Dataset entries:
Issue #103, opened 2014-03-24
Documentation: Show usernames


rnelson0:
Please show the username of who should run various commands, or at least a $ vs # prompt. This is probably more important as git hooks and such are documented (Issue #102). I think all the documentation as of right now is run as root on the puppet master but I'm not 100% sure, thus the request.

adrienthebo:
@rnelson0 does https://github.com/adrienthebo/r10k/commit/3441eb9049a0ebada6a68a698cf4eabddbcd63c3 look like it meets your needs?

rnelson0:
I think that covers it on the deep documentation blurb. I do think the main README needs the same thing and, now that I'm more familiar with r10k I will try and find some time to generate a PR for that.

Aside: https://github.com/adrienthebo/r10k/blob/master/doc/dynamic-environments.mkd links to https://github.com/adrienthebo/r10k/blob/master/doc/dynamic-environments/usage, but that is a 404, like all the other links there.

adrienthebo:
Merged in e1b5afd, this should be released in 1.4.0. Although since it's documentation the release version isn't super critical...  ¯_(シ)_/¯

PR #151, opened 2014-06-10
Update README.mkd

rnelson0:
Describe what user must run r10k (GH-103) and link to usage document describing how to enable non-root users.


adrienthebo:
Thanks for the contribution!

### Your task:
Every line above should be transcribed exactly.

### Output:
Issue #103, opened 2014-03-24
Documentation: Show usernames


rnelson0:
Please show the username of who should run various commands, or at least a $ vs # prompt. This is probably more important as git hooks and such are documented (Issue #102). I think all the documentation as of right now is run as root on the puppet master but I'm not 100% sure, thus the request.

adrienthebo:
@rnelson0 does https://github.com/adrienthebo/r10k/commit/3441eb9049a0ebada6a68a698cf4eabddbcd63c3 look like it meets your needs?

rnelson0:
I think that covers it on the deep documentation blurb. I do think the main README needs the same thing and, now that I'm more familiar with r10k I will try and find some time to generate a PR for that.

Aside: https://github.com/adrienthebo/r10k/blob/master/doc/dynamic-environments.mkd links to https://github.com/adrienthebo/r10k/blob/master/doc/dynamic-environments/usage, but that is a 404, like all the other links there.

adrienthebo:
Merged in e1b5afd, this should be released in 1.4.0. Although since it's documentation the release version isn't super critical...  ¯_(シ)_/¯

PR #151, opened 2014-06-10
Update README.mkd

rnelson0:
Describe what user must run r10k (GH-103) and link to usage document describing how to enable non-root users.


adrienthebo:
Thanks for the contribution!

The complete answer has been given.